# BRAS - After Show Pub Meet Hornchurch Essex :)



## kato (May 12, 2007)

Is anyone interested in meeting up at a Pub(does a Bear poo in the woods) after the Brentwood Show on 4th July 2009?

I dont know the Pubs in the area so any input would be grateful. But there is a Harvester in Brentwood, The Golden Fleece, 101 London Road, Brentwood, Essex, CM14 4NP. There is no Beer Garden there, but there is a small Patio area and they serve food all day. This could be the place unless anyone knows any better.

The Pub we choose must.

1, Sell Beer
2, Serve Food
3, Have lots of Parking
4, Have a tolerant Manager
5, Not phone Pest Control on seeing the odd Snake or Furry thing running about.

Also, I promise not to accidently throw chips at anyone.:whistling2:


----------



## kato (May 12, 2007)

*Sorry.*

Sorry I forgot

6, Topless Bar Staff:flrt:


----------



## cornmorphs (Jan 28, 2005)

hmmm, well they are usually good.. as you know dude :2thumb:..
i'm in, so with me there will be about 15 people lol.


----------



## wohic (Jun 19, 2006)

kato said:


> Sorry I forgot
> 
> 6, Topless Bar Staff:flrt:


male aussie muscular topless bar staff would actually be a bonus :whistling2:


----------



## vetdebbie (Jan 4, 2008)

wohic said:


> male aussie muscular topless bar staff would actually be a bonus :whistling2:


I'm in!!


----------



## kato (May 12, 2007)

wohic said:


> male aussie muscular topless bar staff would actually be a bonus :whistling2:





vetdebbie said:


> I'm in!!


Well I am sure that Nigel(CornMorphs) and I could don Cork Strung hats and sing a couple lines of "Tie Me Kangaroo Down Sport" for you ladies if you like?

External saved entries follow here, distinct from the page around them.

PR #1630, opened 2024-09-23
Datasets: implement support for within-dataset sharding

NeoLegends:
This PR adds support for within-dataset sharding, allowing e.g. the use of `MultiProcDataset` wrapping a `PostprocessingDataset`.

### DIFF
--- a/returnn/datasets/basic.py
+++ b/returnn/datasets/basic.py
@@ -647,7 +647,7 @@ class Dataset(object):
         :param shard_index: index of the current data shard
         :return: partition of seq_index for current epoch
         """
-        assert num_shards > shard_index
+        assert 0 <= shard_index < num_shards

But I meant Topless Ladies. But whatever takes your fancy.:Na_Na_Na_Na:


----------



## wohic (Jun 19, 2006)

kato said:


> Well I am sure that Nigel(CornMorphs) and I could don Cork Strung hats and sing a couple lines of "Tie Me Kangaroo Down Sport" for you ladies if you like?
> 
> But I meant Topless Ladies. But whatever takes your fancy.:Na_Na_Na_Na:



good god man we are planning to eat there, that would be plain wrong.....


----------



## AuntyLizard (Feb 7, 2007)

We will be there.. Nothing new though we are always at a meet after any show lol.

Liz


----------



## AuntyLizard (Feb 7, 2007)

Hi everyone.. Just a thought but what is wrong with the place we normally go to after the show. I know its about 8 miles away but.. We know it.. it has a big garden and they dont seem to get fed up with us lol.

Liz


----------



## kato (May 12, 2007)

*Cool Idea*



Liz_n_Mark said:


> Hi everyone.. Just a thought but what is wrong with the place we normally go to after the show. I know its about 8 miles away but.. We know it.. it has a big garden and they dont seem to get fed up with us lol.
> 
> Liz


Thats not a bad idea, apart from not remembering the Name of it or where it is. Its got a huge Beer Garden and I don't think RFUK have been banned from it ............yet!!!


----------



## NBLADE (Apr 11, 2007)

kato said:


> Thats not a bad idea, apart from not remembering the Name of it or where it is. Its got a huge Beer Garden and I don't think RFUK have been banned from it ............yet!!!


 
the harvester abbs cross lane, i may make an appearence after i've dropped of anything unsold back home, but i only live about 20 mins away from there so not far


----------



## wohic (Jun 19, 2006)

Hornechurch........... :whistling2:


----------



## kato (May 12, 2007)

it's

The Compasses
125 Abbs Cross Lane
Hornchurch
Essex
RM12 4XS


----------



## Swans (Oct 24, 2007)

Me and some of the people from west london were up for a pint afterwards. Anyone want to really grab the bull by the horns and finalise the official RFUK pub meet, at the moment we'll all end up in different pubs!!! Big beer garden sounds perfect, topless bar staff however.......well.......yes.


----------



## wohic (Jun 19, 2006)

_* The Compasses*_
_* 125 Abbs Cross Lane*_
_* Hornchurch*_
_* Essex*_
_* RM12 4XS



official
*_​


----------



## Swans (Oct 24, 2007)

wohic said:


> _*The Compasses*_
> 
> _*125 Abbs Cross Lane*_
> _*Hornchurch*_
> ...


 
DONE! See you at the bar for a :cheers: and maybe a bit of the old :roll2:before get too :crazy:


----------



## AuntyLizard (Feb 7, 2007)

Well as per we will be there lol.. 

Liz


----------



## cornmorphs (Jan 28, 2005)

kato said:


> Well I am sure that Nigel(CornMorphs) and I could don Cork Strung hats and sing a couple lines of "Tie Me Kangaroo Down Sport" for you ladies if you like?
> 
> But I meant Topless Ladies. But whatever takes your fancy.:Na_Na_Na_Na:


 why not... probably got bigger moobs than most women anyway lol


wohic said:


> good god man we are planning to eat there, that would be plain wrong.....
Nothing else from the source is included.